== Segment start ==

PR #2753, opened 2026-05-28
Add support for encoder only attention

ap9272:
## Native ModernBERT & BERT Embeddings Serving on GKE TPU

This PR introduces support for TPU native, high-performance serving of bidirectional encoders in ModernBERT and standard BERT like architectures, in both Embeddings and Sequence Classification modes.

---

## Description

This PR makes the following changes to add support for encoder only attention, needed for BERT+ models

### Core Problems Solved:
1.  **JAX Platform Static Task Routing Bottleneck (`tpu_runner.py`)**:
    In standard `tpu-inference`, the JAX platform runner's `get_supported_tasks()` returned `("embed", )` for any pooling models. This meant that even if a model was booted under sequence classification arguments (`--convert=classify`), the API server was forced strictly into embeddings mode. When a classification query entered, the sequence pooler threw `Unsupported task` and crashed.
2.  **vLLM V1 Abstract Interface Violations (`flash_attn.py`)**:
    Under vLLM V1, custom attention backends must register metadata builders. The custom JAX FlashAttention backend lacked this registration, causing the server to crash during abstract interface validation checks on startup.

#### 1. `tpu-inference` Codebase Alignments:
*   **Dynamic Task Routing (`tpu_runner.py`)**: dynamically routing incoming classification/embeddings requests cleanly:
    ```python
    if runner_type == "pooling":
        return (self.model_config.convert_type, )
    ```
* **Encoder-Only Attention Support (`tpu_inference/layers/vllm/backends/flash_attn.py`)**:
   - Enabled `AttentionType.ENCODER_ONLY` support in the Pallas `FLASH_ATTN` backend (`supports_attn_type` and `PallasAttentionBackendImpl.__init__`).
   - Implemented `_jax_encoder_only_attn_func` which uses `sharded_flash_attention` with `causal=False` to execute attention over the full sequence.
   - Added token padding and dynamic segment ID construction (`build_segment_ids`) to correctly handle packed/concatenated batches of variable-length sequences in the encoder.
   - Added support for sliding window attention used in 2 out of 3 layers of ModernBERT. It builds a mask using the `sliding_window` parameter.
   - Branched `PallasAttentionBackendImpl.forward` to skip KV cache operations entirely for `ENCODER_ONLY` models and execute the non-causal self-attention path.
* **Metadata Builder Registration (`tpu_inference/layers/vllm/backends/flash_attn.py`)**:
   - Introduced a dummy metadata builder `PallasAttentionMetadataBuilder` and registered it via `get_builder_cls()`. The builder generates a shell `AttentionMetadata` object since the actual array shapes and values are compiled dynamically prior to JAX execution.
* **Kernel-Level Encapsulation: (`tpu_inference/layers/common/attention_interface.py` and `tpu_inference/kernels/flash_attention/kernel.py`)**
   - Moved all hardware-specific layout preparation (transposition, token padding, dynamic `SegmentIds` construction, and sliding window attention bias generation) to `attention_interface.py` to `kernel.py`. The high-level interface is now purely functional and stateless.
  - New 3D-Specific Interfaces: Introduced `encoder_only_flash_attention` (in `kernel.py`) and `sharded_encoder_only_attention` (in `attention_interface.py`) to cleanly handle the 3D flat token layout used by vLLM.
  - Strict Backward Compatibility: Fully preserved the original 4D signatures of `flash_attention` and `sharded_flash_attention`. This ensures that other multimodal models relying on the 4D pre-padded interface (such as Qwen2.5-VL and Llama 4 Vision) remain completely unaffected, eliminating any regression risk.

---

# Tests

The changes were tested extensively against the standard **BEIR (Benchmarking Information Retrieval) suite** under the `"scifact"` and `"scidocs"` datasets on zonal **GKE TPU v5p** clusters.

### 1. Sequence Classification serving verification:
Verified that sequence classification maps cleanly, compiles dynamically up to max prompt window sizes on the TPU cores, and outputs valid class probabilities over `/classify` for the following models:
* modernBERT-base
* modernBERT-large
* nemocurator-fineweb-nemotron-4-edu-classifier
* nemocurator-fineweb-mixtral-edu-classifier
* Alibaba-NLP/gte-modernbert-base

```json
{
  "id": "classify-988d0676d0ece897",
  "object": "list",
  "model": "answerdotai/ModernBERT-base",
  "data": [{"index": 0, "label": "LABEL_1", "probs": [0.2750, 0.7249], "num_classes": 2}]
}
```
Evaluation of `Alibaba-NLP/gte-modernbert-base` on scifacts
```
BEIR Benchmarking Completed Successfully! 🏆
Dataset:                    SCIFACT
Model:                      Alibaba-NLP/gte-modernbert-base
Execution Backend:          vLLM Serving Endpoint (http://localhost:8000/v1/embeddings)
NDCG@10:                    0.7650
MAP@100:                    0.7243
Recall@100:                 0.9733
Precision@10:               0.1010
```

### 2. Precision Comparative Verification (Embedding Cosine Correlation Test):
Evaluated embeddings precision across GPU and CPU backbones for the exact same long prompt.

* `Cosine Similarity:          0.99996881`
* `Mean Squared Error (MSE):    8.11649447e-08`
* `Max Absolute Difference:    1.17429250e-03`

Across TPU and CPU

* `Cosine Similarity:          0.99992806`
* `Mean Squared Error (MSE):    1.87301648e-07`
* `Max Absolute Difference:    6.05980948e-03`

NOTE: Needs https://github.com/vllm-project/vllm/pull/43896 to actually work as layer aliasing is broken in vllm


tpu_inference/layers/vllm/backends/flash_attn.py
```diff
@@ -280,3 +342,144 @@ def _jax_attn_func(
...
+
+    assert q_len == k_len, "For encoder_only, token lengths should be the same"
+
+    # Convert the shapes from vLLM's convention to what the attention function expects
+    q_thd = q.reshape(q_len, num_heads, head_size)
+    k_thd = k.reshape(k_len, num_kv_heads, head_size)
+    v_thd = v.reshape(k_len, num_kv_heads, head_size)
+
+    # Swap axes to head-first per kernel limit: [num_heads, num_tokens, head_dim]
+    q_htd = q_thd.swapaxes(0, 1)
```
kyuyeunk: all these logic does not belong in this file. tpu_inference/layers/vllm/backends/flash_attn.py should merely act as an interface beteween vllm and tpu-inference. actual hardware specifc logic should reside in https://github.com/vllm-project/tpu-inference/tree/main/tpu_inference/layers/common

tpu_inference/layers/vllm/backends/flash_attn.py
```diff
@@ -29,17 +33,55 @@
 TPU_HEAD_SIZE_ALIGNMENT = 128
 
 
+class PallasAttentionMetadataBuilder(AttentionMetadataBuilder[AttentionMetadata]):
```
kyuyeunk: why are all these metadata builder related logic needed at all?

tpu_inference/layers/vllm/backends/flash_attn.py
ap9272: I have moved this logic to tpu_inference/layers/common/attention_interface.py::encoder_only_attention

tpu_inference/layers/vllm/backends/flash_attn.py
ap9272: vLLM v1 requires backend classes to have `get_builder_cls()` return a meta data builder. This one is a dummy to fulfill that requirement as actual metadata gets built up during execution

docker/Dockerfile
kyuyeunk, line 1: why is this needed? seems unnecessary?

tpu_inference/layers/vllm/backends/flash_attn.py
kyuyeunk: our existing `PallasAttentionBackend` does not have this and still works perfectly fine?

tpu_inference/layers/vllm/backends/flash_attn.py
kyuyeunk, line 1: i think it's better to just create a separate function for it.

tpu_inference/platforms/tpu_platform.py
kyuyeunk, line 1: umm why is this needed? existing logic worked perfectly fine?

kyuyeunk (commented):
in general, i seeing a lot of added logic that doens't make sense? most of them have perfectly working existing counterpart.

tpu_inference/layers/vllm/backends/flash_attn.py
ap9272: From my understanding,
For encoder only attention, vLLM builds a new subclass for attention where it makes use of the metadata builder, https://github.com/vllm-project/vllm/blob/main/vllm/model_executor/layers/attention/encoder_only_attention.py#L27

The GPUModelRunner in vLLM uses this metadata class and a builder to build it 
The TPUModelRunner uses the metadata class but does not use a builder to build it

A few GPU Attention mechanisms make use of the builder to build a new backend subclass and they all need a metadatabuilder and can't just rely on the fly metadata building currently in TPUModelRunner
Ex. [static_sink_attention](https://github.com/vllm-project/vllm/blob/main/vllm/model_executor/layers/attention/static_sink_attention.py#L46), [chunked_local_attention](https://github.com/vllm-project/vllm/blob/main/vllm/model_executor/layers/attention/chunked_local_attention.py#L37), [cross_attention](https://github.com/vllm-project/vllm/blob/main/vllm/model_executor/layers/attention/cross_attention.py#L78)

Now, the TPUModelRunner doesn't actually need the builder class because the metadata it builds on the fly is fine. But the design in vLLM forces the need for a builder class. Hence, the builder class has dummy data.

ap9272: All of the attention backends currently supported in tpu-inference don't make use of this codeflow in vLLM

tpu_inference/layers/vllm/backends/flash_attn.py
ap9272: Do you mean an encoder_only_flash_attn.py ?

docker/Dockerfile
ap9272: Removed. These were some local changes that shouldn't have been committed.

tpu_inference/platforms/tpu_platform.py
ap9272: Removed

ap9272:
> in general, i seeing a lot of added logic that doens't make sense? most of them have perfectly working existing counterpart.

I've removed some unwanted code changes that shouldn't have been committed. They got rolled in with a rebase but got rid of them.

tpu_inference/layers/vllm/backends/flash_attn.py
kyuyeunk: okay makes sense!

tpu_inference/layers/common/attention_interface.py
```diff
@@ -585,3 +585,122 @@ def _mla_ragged_paged_attention(q, q_rope, k, k_rope, cache, *args):
...
+
+@functools.partial(
+    jax.jit,
+    static_argnames=(
+        "mesh",
+        "sm_scale",
+        "sliding_window",
+    ),
+)
+def encoder_only_attention(
```
kyuyeunk, line 641: vast majority of the code here are implementation details that does not belong to attention_**interface**. please move them to the inside of flash attention kernel function.

tpu_inference/layers/vllm/backends/flash_attn.py
```diff
@@ -166,52 +208,71 @@ def forward(
...
-            self.sliding_window,
-        )
-        vllm_model_wrapper_context.kv_caches[kv_cache_index] = new_kv_cache
-
+        # 1. Common JAX View Conversion
+        q_jax = jax_view(query)
+        k_jax = jax_view(key)
+        v_jax = jax_view(value)
+
+        if self.attn_type == AttentionType.ENCODER_ONLY:
```
kyuyeunk: i think match case is more suitted here.

tpu_inference/layers/vllm/backends/flash_attn.py
```diff
@@ -280,3 +341,49 @@ def _jax_attn_func(
...
+    static_argnames=(
+        "mesh",
+        "scale",
+        "head_size",
+        "num_heads",
+        "num_kv_heads",
+        "sliding_window",
+    ),
+)
+def _jax_encoder_only_attn_func(
```
kyuyeunk, line 384: i'm seeing a lot of redundant code with this function and existing `_jax_encoder_only_attn_func`

tpu_inference/layers/vllm/backends/flash_attn.py
```diff
@@ -280,3 +341,49 @@ def _jax_attn_func(
     outputs = outputs.reshape(q_len, num_heads * head_size)
 
     return new_kv_cache, outputs
+
+
+@functools.partial(
```
kyuyeunk: nit: use `@jax.jit`

tpu_inference/layers/common/attention_interface.py
ap9272: moved to kernels

tpu_inference/layers/vllm/backends/flash_attn.py
ap9272: changed

tpu_inference/layers/vllm/backends/flash_attn.py
ap9272: I have tried to combine them but the lack of kv cache for attention only decoder makes jit not work

tpu_inference/kernels/flash_attention/kernel.py
```diff
@@ -72,6 +74,121 @@ def get_default(cls, batch_size, num_heads, q_seq_len, kv_len, d_model):
         )
 
 
+@functools.partial(
```
kyuyeunk: nit: use `@jax.jit`

tpu_inference/kernels/flash_attention/kernel.py
```diff
@@ -72,6 +74,121 @@ def get_default(cls, batch_size, num_heads, q_seq_len, kv_len, d_model):
...
+
+    if block_sizes is None:
+        block_sizes = BlockSizes.get_default(1, num_heads, q_len, k_len, head_size)
+    block_q = block_sizes.block_q
+    block_kv = block_sizes.block_k
+
+    padded_len_q = align_to(q_len, block_q)
+    padded_len_kv = align_to(k_len, block_kv)
+
+    q_pad_htd = pad_token(q_htd, padded_len_q - q_len)
```
kyuyeunk, line 124: why are these padding, aligning needed only for encoder only attention?

ap9272: Emulating https://huggingface.co/blog/modernbert#global-and-local-attention
So not limited to encoder only attention but for modernbert style encoder only attention. For BERT, or regular encoder only attention, this will not get triggered.

tpu_inference/layers/vllm/backends/flash_attn.py
```diff
@@ -28,6 +31,37 @@
 # TPU requires the head size to be a multiple of 128.
 TPU_HEAD_SIZE_ALIGNMENT = 128
 
+# In recent TPU generations, up to v6e, the SMEM size is 1MB.
+# We limit metadata size to half of SMEM capacity to avoid OOM.
+HALF_SMEM_CAPACITY_BYTES = 512 * 1024
```
kyuyeunk: can you use `pltpu.get_tpu_info()` instead? the same goes for `TPU_HEAD_SIZE_ALIGNMENT`

tpu_inference/layers/common/attention_interface.py
kyuyeunk: thanks!

tpu_inference/kernels/flash_attention/kernel.py
kyuyeunk: okay so this isn't encoder only attention but more about local attention thing? in generally, i really try to maintain first principle thinking - so if this feature isn't actually encoder specific and instead more of global / local attention logic, it makes more sense to have branching logic based on global / local attention.

btw, feel free to correct be since there's a very high possibility that i don't know what i'm talking about.

ap9272: You are correct.
Decoder only attention (stateful attention) 
- global attention (already exists)
- local attention (don't know if it exists)

Encoder only attention (stateless attention ,no KV cache)
- global attention (added in this PR)
- local attention (added in this PR)

tpu_inference/layers/vllm/backends/flash_attn.py
ap9272: Changed

tpu_inference/layers/vllm/backends/flash_attn.py
```diff
@@ -25,8 +29,47 @@
 
 logger = init_logger(__name__)
 
-# TPU requires the head size to be a multiple of 128.
-TPU_HEAD_SIZE_ALIGNMENT = 128
+def get_tpu_head_size_alignment() -> int:
+    try:
```
kyuyeunk: can you elaborate when this will happen? in this kind of cases, isn't better to just throw an assertion error?

kyuyeunk (approved):
soft approval.

tpu_inference/layers/vllm/backends/flash_attn.py
ap9272: When no tpu, i.e. get_tpu_info() gives blank. I've switched to AssertionErrors instead

tpu_inference/layers/vllm/backends/flash_attn.py
ap9272: I have reverted this change. This was not part of the original plan and was causing a lot of failures in the CI with tpu locks

tpu_inference/layers/vllm/backends/flash_attn.py
ap9272: I have reverted this change. This was not part of the original plan and was causing a lot of failures in the CI with tpu locks

Lumosis (approved):

PR #2729, opened 2026-05-27
Remove unused fields from _VllmRunner

wdhongtw:
# Description

As title, remove unused fields from _VllmRunner.

These fields are added two weeks ago by 441316ba.

# Tests

No test required.

# Checklist

Before submitting this PR, please make sure:
- I have performed a self-review of my code.
- I have necessary comments in my code, particularly in hard-to-understand areas.
- I have made or will make corresponding changes to any relevant documentation.

PR #2762, opened 2026-05-29
Refactor torchax path to use reparametrize helper

wdhongtw:
# Description

Replaces functional_call with a cleaner reparametrize context manager
using PyTorch's _reparametrize_module. Thus, we can call the required
method as usual and the IDE support can be back to us.

With this change, we simply the code structure by removing unnecessary indirection,
increase the readability and maintainability.
Also, developers can relies on rich IDE support such as auto-complete and pick-definition.

# Tests

A sample workload to cover sufficient potion of changes in this PR.

```sh
MODEL_IMPL_TYPE=vllm python examples/generate/multimodal/vision_language_offline.py --model-type=qwen3_vl --num-prompts=1 --modality=image --time-generate  -tp=4
```

# Checklist

### DIFF
--- a/tests/layers/vllm/process_weights/test_cleanup_sharding.py
+++ b/tests/layers/vllm/process_weights/test_cleanup_sharding.py
@@ -14,10 +14,13 @@
 
 from unittest.mock import MagicMock, patch
 
+import jax
+import jax.sharding
 import torch
+import torchax
 
-from tpu_inference.layers.vllm.process_weights.cleanup_sharding import \
-    shard_model_to_tpu
+from tpu_inference.layers.vllm.process_weights.cleanup_sharding import (
+    reparametrize, shard_model_to_tpu)
 
 
 def test_shard_model_to_tpu_simplification():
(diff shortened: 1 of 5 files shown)


wdhongtw:
Will rebase again once #2729 is merged.

tests/layers/vllm/process_weights/test_cleanup_sharding.py
```diff
@@ -14,10 +14,13 @@
...
 import torch
+import torchax
 
-from tpu_inference.layers.vllm.process_weights.cleanup_sharding import \
-    shard_model_to_tpu
+from tpu_inference.layers.vllm.process_weights.cleanup_sharding import (
+    reparametrize, shard_model_to_tpu)
 
 
 def test_shard_model_to_tpu_simplification():
```
wdhongtw, line 26: The logic in this test is not changed, just tidy up.

yuyanpeng-google:
Just curious if there is a difference between `reparametrize` and `functional_call` . Do they do similar things and incur similar api call overhead?

wdhongtw:
> Just curious if there is a difference between `reparametrize` and `functional_call` . Do they do similar things and incur similar api call overhead?

These two both arrive at `torch.nn.utils.stateless._reparametrize_module`, and the original functional_call has more static checks. The overhead of `reparametrize` in my patch here should be less from this aspect.


```python
@exposed_in("torch.func")
def functional_call(
    module: "torch.nn.Module",
    parameter_and_buffer_dicts: Union[dict[str, Tensor], Sequence[dict[str, Tensor]]],
    args: Optional[Union[Any, tuple]] = None,
    kwargs: Optional[dict[str, Any]] = None,
    *,
    tie_weights: bool = True,
    strict: bool = False,
):
    ... # lots checking here
    return nn.utils.stateless._functional_call(
        module,
        parameters_and_buffers,
        args,
        kwargs,
        tie_weights=tie_weights,
        strict=strict,
    )

def _functional_call(
    module: "torch.nn.Module",
    parameters_and_buffers: dict[str, Tensor],
    args: Any | tuple | None = None,
    kwargs: dict[str, Any] | None = None,
    *,
    tie_weights: bool = True,
    strict: bool = False,
):
    ... # also lots of checking here
    with _reparametrize_module(
        module, parameters_and_buffers, tie_weights=tie_weights, strict=strict
    ):
        return module(*args, **kwargs)
```

lk-chen (approved):
Approve `model_patcher.py`, cc @kyuyeunk for tpu_inference/models/vllm/vllm_model_wrapper.py

wdhongtw:
Hi @kyuyeunk , could you have a look on this change?

tpu_inference/layers/vllm/process_weights/cleanup_sharding.py
```diff
@@ -39,8 +42,32 @@
...
+    """Temporary replace the parameters and buffers for the give model."""
+    # While we are using a "private" interface _reparametrize_module here,
+    # it's quite stable since the first introduction from 2021.
+    # See: https://github.com/pytorch/pytorch/pull/61447
+
+    # Note: Coupled with the implementation of shard_model_to_tpu.
+    # The tie_weights need to be True, since we are using the interfaces,
+    # named_parameters and named_buffers, and the linked parameter/buffer
+    # is not included in the extracted tensors.
+    with torch_stateless._reparametrize_module(
```
kyuyeunk, line 59: the use of private api does seem a bit... scary? at least do you have any examples of other major frameworks using this api? if there is one, it does give me more confidence that this is a stable feature that's unlikely to be broken.

wdhongtw: Yes. JittableModule from torchax is implemented with this interface.
But that's probably not "major" framework. (It's moved from `pytorch/xla` to `google` last year.)
Thus, it's not a proof that the usage won't break in the future.

Still, if the interface is changed in future PyTorch version.
We can check how `torch.func.functional_call` works in the new version and
do corresponding change when we upgrade PyTorch.

@kyuyeunk

wdhongtw: @kyuyeunk Just wondering if you need more time for a proper decision?

We are going to merge #2804. But currently 2804 also depends on this PR. I can adjust both 2804 and 2762 (this one) if you think we need more discussion here.

kyuyeunk: sorry for late reply. approved!

kyuyeunk (approved):

wdhongtw:
Thanks for the review.

Convert to draft, to address the change in 2804.

PR #2768, opened 2026-05-29
[CI] Fix local disagg test

richardsliu:
# Description

Fix a local disagg test failure by cleaning up previous vllm instances.

The test passes on its own, so it is suspected that there are leftover vllm instances holding on to resources.

Similar cleanup was done here: https://github.com/richardsliu/tpu-inference/blob/main/examples/disagg/run_disagg_single_host.sh#L115-L126

# Tests

commands to reproduce.

# Checklist


.buildkite/scripts/cleanup_vllm.sh
```diff
@@ -0,0 +1,29 @@
...
+
+echo "Cleaning up any running vLLM instances..."
+pkill -f "vllm" || true
+pkill -f "toy_proxy_server" || true
+sleep 5
+pkill -9 -f "vllm" || true
+pkill -9 -f "toy_proxy_server" || true
+fuser -k -9 /dev/vfio/* || true
+fuser -k -9 /dev/accel* || true
+rm -rf /tmp/jax_cache_* || true
```
yiw-wang: this will break the symlink we built to move the persistent cache from /root to /mnt/disk/persist/ and the persistent cache will be loaded to /tmp/ again by other people's PR tests and take down the VMs again by either `No space left on device` error or just get disconnected

yiw-wang (changes requested):

.buildkite/scripts/cleanup_vllm.sh
richardsliu: Changed it to just terminating the vllm processes.

.buildkite/features/Single-Host-P-D-disaggregation.yml
```diff
@@ -20,6 +20,7 @@ steps:
       queue: "${TPU_QUEUE_MULTI:-tpu_v6e_8_queue}"
     commands:
       - |
+        .buildkite/scripts/cleanup_vllm.sh && \
```
mrjunwan-lang, line 23: my recommendation is remove this test (delete this yaml file) as we do not need this test (Pathways solution) any more

QiliangCui (approved):

.buildkite/features/Single-Host-P-D-disaggregation.yml
richardsliu: Thanks, opened https://github.com/vllm-project/tpu-inference/pull/2783 instead.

== Segment end ==

-- TASK DIRECTIONS --
Show the lines above with "construction".

-- RESPONSE --
   - Added token padding and dynamic segment ID construction (`build_segment_ids`) to correctly handle packed/concatenated batches of variable-length sequences in the encoder.
   - Moved all hardware-specific layout preparation (transposition, token padding, dynamic `SegmentIds` construction, and sliding window attention bias generation) to `attention_interface.py` to `kernel.py`. The high-level interface is now purely functional and stateless.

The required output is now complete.